We have illustrated the effects when α is as high as 10% or 25%. If α is very low, the effect of misclassification is minor. For example, if α is only 1%, then (1–α)2 is 98%, and 1–α is 99%; the study's informativeness is hardly reduced at all, whether the misclassified controls are left in or not. Thus, these issues may be of less concern for rare psychiatric conditions such as schizophrenia.
Readers should bear in mind that these chi-square values do not measure statistical power directly. A user who wants to estimate power should use appropriate power formulas (see reference 3, for example) or run computer simulations to do so.
Additionally, we have illustrated how if one has a limited number of cases available, then once past a certain point, increasing the number of controls no longer adds statistical power to one's study. This fact is well known in biostatistics (see reference 4, for example) but has not been widely recognized in psychiatric genetics. One implication is that consortia or repositories with very large numbers of controls may be of limited usefulness for some studies.
The reader may ask, “If I can identify which of my controls are misclassified, couldn't I simply move them into the 'cases' category—wouldn't that be better than removing them from the study altogether?” Yes, in the ideal situation in which one may be certain that the misclassified controls actually meet one's diagnostic criteria for the disease of interest, counting them as cases will increase statistical power.
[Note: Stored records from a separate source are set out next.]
PR #18128, opened 2020-11-04
net-libs/nDPI: bump to 3.4, drop 2.x for QA

ajakk:
Bump for security fixes, most patches were upstreamed so they can be dropped with the new version, cleanup older versions to get rid of QA warnings. To be on the safe side I don't want to drop all of the existing versions immediately because this is a potentially fragile package.


net-libs/nDPI/nDPI-3.4.ebuild
```diff
@@ -0,0 +1,63 @@
...
+DEPEND="dev-libs/json-c:=
+	net-libs/libpcap"
+RDEPEND="${DEPEND}"
+
+PATCHES=(
+	"${FILESDIR}/${PN}-3.4-fix-oob-in-kerberos-dissector.patch"
+)
+
+src_prepare() {
+	eval $(grep '^NDPI_MAJOR=' autogen.sh)
```
thesamesam, line 25: I'd like to change what we're doing with evals but now's not the time given the likely sec implications here.

PR #18130, opened 2020-11-04
dev-vcs/tortoisehg: 5.6 version bump

band-a-prend:


band-a-prend:
@mgorny 
Are additional patches from me are required to make CI know about last changes in `xml-schema metadata.dtd` and `dtd/metadata.dtd` where heptapod was added as remote-id?

Also, could you note, please, what project does currently provide packages.gentoo.org, I see several absolete in https://gitweb.gentoo.org/.
I'm interesting where remote-id convert to proper url on package info page.

band-a-prend:
As for packages.gentoo.org i seems I need to send patch for https://gitweb.gentoo.org/sites/soko.git/tree/pkg/app/handler/packages/utils.go is it?

juippis (approved):

juippis:
You can open a bug with patch included, p.g.o team should notice it that way.

PR #18131, opened 2020-11-04
dev-libs/amdgpu-pro-opencl: bump to 20.40.1147286

maxaudron:


Chiitoo:
Cool!

Bug 706406 [1] should probably be linked to.

This seems to still only install the "legacy" files, meaning this probably won't work with Vega or at least not with Navi.  It will of course be difficult for someone without the hardware to test support for those, but I figured I'd mention my findings while I'm here (more details on that in the bug and the forums).

For future reference, when someone does add support for the newer cards, I wonder if it would make sense to add a USE-flag of sorts for "legacy" and the more recent hardware, since the files needed are different, and not exactly tiny (around 100 MiBs each).

Also, I don't think this will be included as is, since the package is currently 'maintainer needed'.

1. https://bugs.gentoo.org/706406

maxaudron:
linked the bug.

I saw some talk about the "legacy" compat before on the forums and been trying around with it locally already, i wanted to introduce this as a use flag then. Currently still haveing some general trouble getting OpenCL to work in general which i gotta figure out.

i might take maintainance of this package, but need to do some reading first

juippis (approved):
Can't test this, but the ebuild looks good enough. Let's wait for bug reports.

However, if there is uncertainty about their diagnoses, it is better simply to remove them from the study (5). Our results show that the loss in informativeness from doing so is not as severe as leaving them in as controls would be.
Ongoing discussions in psychiatric genetics concern just how damaging misclassified controls may be to a case-control study. Some have argued that it is all right to have misclassified controls in one's sample as long as one collects a sufficiently large sample to “counteract” their effect (see reference 6, for example). However, we have also illustrated how simply collecting more and more controls does not necessarily solve the problem, since beyond a certain point, additional controls add no more statistical power. Schwartz and Susser (7, 8) have argued that using “well” (i.e., screened) controls actually undermines validity. However, their argument addresses the situation in which investigators use stricter criteria for the controls than for the cases, such that cases and controls are no longer comparable. They do not address the more general situation in which comparable criteria are used for both groups, which is our concern here.